Reporting Guidance for CMBS Trust Holdbacks
December 26, 2024
Overview of Trust Termination Process and Need for Holdbacks
CMBS securitizations have been around for 30 years. The governing securitization servicing document, the Pooling and Servicing Agreement (collectively referred to as the PSA for CMBS conduit transactions, Trust and Servicing Agreement for SASB transactions, and Servicing Agreement for CRE CLO transactions), expressly includes mechanics for the winding down of a trust, but it does not specifically address how the transaction parties are protected from, and reimbursed for, ongoing or anticipated costs and expenses following such wind-down.
The transaction parties in a securitization are hired by the trust on behalf of the certificate holders and have the contractual right to be indemnified by the trust for certain costs, expenses, and liabilities related to each deal party’s actions on behalf of the trust. As a practical matter, the value of the indemnification to the transaction parties is limited to the assets and resources available to the securitization trust. As pool assets dwindle, the value of the indemnification protection afforded to the transaction parties erodes and participants become more exposed to loss.
The use of Holdback Amounts can arise at the disposition of one particular asset or through the final loan liquidation of the trust that may at the time contain more than one asset.
The trust typically unwinds in one of two ways:
- A natural pay down of the loan(s); or
- election by one of the designated parties to acquire the remaining loans (also called a “clean-up call” or “pool collapse”).
In a natural pay-down of a trust, all of the loans are paid off and the investors receive the distribution of funds via the full payoff of loans and/or through the proceeds returned from the resolution of defaulted loans. In a clean-up call or pool collapse, one of the designated parties to the PSA elects to terminate the trust by purchasing the remaining assets from the trust in accordance with the terms of the PSA.

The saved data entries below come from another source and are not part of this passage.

PR #2500, opened 2023-10-03
feat: Python bindings for Geant4 manager and handle

andiwand:
This enables us to inspect the current handle of Geant4 and therefore adjust the log level from python which is useful while debugging.


Examples/Python/src/Geant4Component.cpp
```diff
@@ -69,7 +69,14 @@ PYBIND11_MODULE(ActsPythonBindingsGeant4, mod) {
...
 
-  py::class_<Geant4Handle, std::shared_ptr<Geant4Handle>>(mod, "Geant4Handle");
+  py::class_<Geant4Manager, std::unique_ptr<Geant4Manager, py::nodelete>>(
+      mod, "Geant4Manager")
+      .def_static("instance", &Geant4Manager::instance,
+                  py::return_value_policy::reference)
+      .def("currentHandle", &Geant4Manager::currentHandle);
+
+  py::class_<Geant4Handle, std::shared_ptr<Geant4Handle>>(mod, "Geant4Handle")
+      .def("tweekLogging", &Geant4Handle::tweekLogging);
```
felix-russo, line 79: Why was this line not needed before?

felix-russo (approved):
Looks good, just one question for my personal understanding

Examples/Python/src/Geant4Component.cpp
andiwand: It was not accessed through Python yet which I did in another repository

Examples/Python/src/Geant4Component.cpp
```diff
@@ -69,7 +69,14 @@ PYBIND11_MODULE(ActsPythonBindingsGeant4, mod) {
              std::shared_ptr<DetectorConstructionFactory>>(
       mod, "DetectorConstructionFactory");
 
-  py::class_<Geant4Handle, std::shared_ptr<Geant4Handle>>(mod, "Geant4Handle");
+  py::class_<Geant4Manager, std::unique_ptr<Geant4Manager, py::nodelete>>(
```
paulgessinger, line 72: Unique nodelete means that Python will not own this object. Does G4 own it?

Examples/Python/src/Geant4Component.cpp
paulgessinger, line 79: Tweak?

Examples/Python/src/Geant4Component.cpp
andiwand: `Geant4Manager` is a singleton and has a private destructor so python should really not own it. without this it also complains about not being able to correctly deconstruct it

paulgessinger: Huh, I think I didn't appreciate that this was an option. I worked around this using factory functions in some cases, but this might be a bit nicer.

paulgessinger (approved):

PR #2492, opened 2023-09-29
fix: Fix Geant4 initial particle translation

andiwand:
Observed problem: Particles put into G4 will not have the same properties after `BeanOn` is called. We relied on this in order to translate them back into Acts.

The following image shows how pt=1GeV looked like in `particles_initial` after a G4 forth and back.

image

Solution: Put particles into the initial collection on translation and adopt generic translation code so it will accept already translated particles.

PR #2502, opened 2023-10-03
fix: root hashes after tgeo thickness gap bug

asalzburger:
This updates the root hashes after the TGeo bugfix.

The fix in thickness calculation changes slightly the layer building.


andiwand (approved):

andiwand:
this explains the failure in https://github.com/acts-project/acts/pull/2492

PR #2509, opened 2023-10-04
refactor!: move AMVF and IVF config explicitly

felix-russo:
Title says it all!

Might be breaking as now `config` must be moved in the parent scope.

It might be better to not move the `config` and pass it as a const reference, not sure though.


paulgessinger:
I don't think it has performance implications. The move most likely is going to result in a regular copy anyway, but the compiler might end up optimizing this out the same way it does for the const ref. We also don't (or shouldn't) instantiate this very often (I think we do at this point, but only for convenience reasons) so I don't think it's a critical optimization.

felix-russo:
Should I just use a const ref then?

acts-project-service:
## :red_circle: Athena integration test results [be529c8cb083bf33ac822c787501b10965639bd4]
Please investigate the [build job](https://gitlab.cern.ch/acts/acts-athena-ci/-/jobs/33710174) for the [pipeline](https://gitlab.cern.ch/acts/acts-athena-ci/-/pipelines/6440201)!

paulgessinger (approved):
Anyway, implicitly moving mutable references is not a good idea anyway, so let's do this.

paulgessinger:
This required minor compile fixes in Athena.

felix-russo:
I realized that we pass `config` structs almost always as `const ref`.

Should we do this here too? Or should we also use `std::move` for the other `configs`?

paulgessinger:
@felix-russo It doesn't really matter. If you pass a const ref and copy into the member in the constructor or you pass a copy and move it into the container. The const ref might be slightly more efficient, because the move for a POD is effectively a copy. 

But for config structs this should not be a concern.

BUT: we should never pass a mutable ref and move that, because it moves from the source value that the caller holds, which is super unexpected.

PR #2519, opened 2023-10-08
feat: Random transformations of aligned sensors

LaraCalic:


LaraCalic:
In this PR, I am implementing the following changes:
- taking the 'aligned' decorator and adding random alignment for each sensor, and integrating instances of that specific struct
  - decorator uses random translations and rotations (these changes enable the decorator to introduce misalignments in structures and refresh its internal mapping of transformation differences)

Examples/Detectors/ContextualDetector/include/ActsExamples/ContextualDetector/AlignmentDecorator.hpp
```diff
@@ -50,42 +55,86 @@ class AlignmentDecorator : public IContextDecorator {
...
-      }
-      if (cfg.aSigmaZ != 0.) {
-        trf *=
-            Acts::AngleAxis3(cfg.aSigmaZ * gauss(rng), Acts::Vector3::UnitZ());
-      }
+    if (iov < cfg.misalignmentInstructions.size()) {
+      const MisalignmentStruct& misalignment = cfg.misalignmentInstructions[iov];
+
+      // place where we take care of transformations before misalignment (for each event)
+      cfg.preMisalignmentTransforms[iov] = trf;
```
paulgessinger, line 113: Is this only for groups then? For the sensors we can get this directly from the surfaces?

Examples/Detectors/ContextualDetector/include/ActsExamples/ContextualDetector/ExternalAlignmentDecorator.hpp
```diff
@@ -65,10 +61,10 @@ class ExternalAlignmentDecorator : public AlignmentDecorator {
   /// added in order.
   ///
   /// @param context the bare (or at least non-const) Event context
-  ProcessCode decorate(AlgorithmContext& context) override;
+  ProcessCode decorate(AlgorithmContext& context) final override;
```
paulgessinger, line 64: Generally we only do one out of `virtual`, `override` and `final`, as `final` implies `override`.

Examples/Detectors/ContextualDetector/include/ActsExamples/ContextualDetector/ExternallyAlignedDetectorElement.hpp
```diff
@@ -38,33 +39,57 @@ namespace Contextual {
...
+    Acts::Translation3 translation; 
+    Acts::Rotation3 rotation;        
+};
 class ExternallyAlignedDetectorElement
     : public Generic::GenericDetectorElement {
  public:
   struct AlignmentStore {
     // GenericDetector identifiers are sequential
     std::vector<Acts::Transform3> transforms;
-    size_t lastAccessed = 0;
```
paulgessinger, line 47: I thought I remember that this control IOVs, does it not?

Examples/Detectors/ContextualDetector/include/ActsExamples/ContextualDetector/AlignmentDecorator.hpp
paulgessinger, line 1: I don't fully understand this change. This already previously implemented a mechanism to calculate random rotation and translation shifts, but by configuring the individual sigmas.

PR #2535, opened 2023-10-11
refactor: Refactor and fix loop protection

andiwand:
The loop protection should not be direction dependent anymore. The limit should be set even if it is higher.

### DIFF
--- a/Core/include/Acts/Propagator/detail/LoopProtection.hpp
+++ b/Core/include/Acts/Propagator/detail/LoopProtection.hpp
@@ -41,16 +41,16 @@ void setupLoopProtection(propagator_state_t& state, const stepper_t& stepper,
   // Transverse component at start is taken for the loop protection
   const double p = stepper.absoluteMomentum(state.stepping);
   // Calculate the full helix path
-  const double helixPath = state.options.direction * 2 * M_PI * p / B;
-  // And set it as the loop limit if it overwrites the internal limit
-  double loopLimit = state.options.loopFraction * helixPath;
-  double pathLimit = pathAborter.internalLimit;
-  if (std::abs(loopLimit) < std::abs(pathLimit)) {
-    pathAborter.internalLimit = loopLimit;
+  const double helixPath = 2 * M_PI * p / B;
+  // Apply the loop fraction
+  const double loopLimit = state.options.loopFraction * helixPath;
 
-    ACTS_VERBOSE("Path aborter limit set to "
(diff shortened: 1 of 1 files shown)


paulgessinger (commented):
Ok, we lose the direction sign, but that's intended because we don't want to apply this when stepping back (e.g. overstepping), and when we're actually going backward, the path length is also positive?

Core/include/Acts/Propagator/detail/LoopProtection.hpp
```diff
@@ -18,11 +18,17 @@ namespace detail {
...
-                         path_aborter_t& pathAborter, const Logger& logger) {
+                         path_aborter_t& pathAborter, bool releaseLimit,
+                         const Logger& logger) {
   if (!state.options.loopProtection) {
     return;
   }
 
+  if (releaseLimit) {
+    pathAborter.internalLimit =
+        state.options.direction * std::numeric_limits<double>::max();
```
paulgessinger, line 29: You recover the sign here for the internal limit in this case?

andiwand: yeah not happy about the sign of this property but currently we use a sign for the accumulated path length and this property is compared to it and it seems natural to keep the sign on this one too

Core/include/Acts/Propagator/Propagator.hpp
```diff
@@ -128,7 +128,7 @@ struct PropagatorOptions : public PropagatorPlainOptions {
     eoptions.maxRungeKuttaStepTrials = maxRungeKuttaStepTrials;
     eoptions.maxStepSize = maxStepSize;
     eoptions.targetTolerance = targetTolerance;
-    eoptions.pathLimit = direction * std::abs(pathLimit);
+    eoptions.pathLimit = pathLimit;
```
paulgessinger, line 131: It's still not obvious for me that this doesn't break for backwards propagation. The treatment of how the path aborter applies this is unchanged. Is the pathlength accumulation in the aborter signed or unsigned?

andiwand: right this should go again. I attempted to remove the sign of the path length until I realized that I kept it intentionally before

I think this still works because the path limit aborter is very sign agnostic. we apply `abs` multiple times which seems a bit of a too wide contract to me but I would keep it for now

paulgessinger (dismissed):

paulgessinger (approved):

Whether unwound via natural pay down or a clean-up call, once unwound, the trust will no longer have any assets but is likely to have trailing or contingent liabilities (including, but not limited to, final legal bills, vendor invoices, and ongoing or potential litigation costs). Such amounts are costs and expenses of the trust for which the transaction parties are not liable. It is established servicing standard practice to have transaction parties determine the appropriate Holdback Amounts and report accordingly to investors.
CREFC IRP - Reporting Holdback Amounts to Investors
The current CREFC® IRP includes data fields to facilitate the reporting of Holdback Amounts to investors when it is tied to a specific loan liquidation. Specifically:
(1) [L116] (Amounts Held Back for Future Payment)
This scenario is typically seen when there are trailing expenses or potential litigation expenses tied directly to the asset being liquidated. The responsible transaction party (master servicer or trustee, as applicable) will report any Holdback Amount under this scenario per the CREFC® IRP for the reporting cycle during which the Holdback Amount was established. Reporting guidelines dictate that the loan level information is not reported in subsequent reporting cycles. As such, the remaining balance should be addressed in the annual deal-level reserve reporting.
At the unwinding of the trust, the transaction parties will incur certain expenses to effectuate the closing of the trust and associated accounts. Typically, these expenses are not significant and are resolved within the 12 months following liquidation of the final asset in the trust. Any remaining funds from the holdback are remitted to the Certificate Administrator for further remittance to certificateholders. There is no currently required additional reporting for these transaction-level Holdback Amounts other than the normal remittance process with the Certificate Administrator.
Due to the sensitive nature of disclosing the amount of estimated litigation exposure or potential settlement amounts, such information would likely constitute privileged information pursuant to the PSA, which generally is not shared with certificate holders or other transaction parties because the disclosure of that information could significantly compromise the trust’s position in litigation and related settlement discussions and also could increase overall trust losses. Inappropriate disclosure has the potential to undermine litigation defenses to the detriment of transaction parties, as well as certificate holders.
Considerations for Holdback Amounts Post-Wind-Down
Once a trust is wound down, there typically has been no additional reporting to investors required under the governing transaction documents. Alternatively, if a trust is wound down but there are material Holdback Amounts, market participants are asking that the transaction party holding such Holdback Amounts provide a deal notice identifying the Holdback Amount to the Certificate Administrator to be posted on the Certificate Administrator’s website and that any additional or outstanding Holdback Amounts after the trust has wound down should be updated, provided to the Certificate Administrator, and posted on the Certificate Administrator’s website on an annual basis until such Holdback Amounts are fully liquidated or disbursed. Such additional reporting would provide transaction parties and investors with heightened transparency regarding material Holdback Amounts, notwithstanding the fact that the trust no longer holds mortgage loan assets or REO property. The CREFC® IRP committee is working on future reporting templates. In the interim it is suggested that the Master Servicer annually provides notice to shareholders of holdbacks in excess of $1,000,000.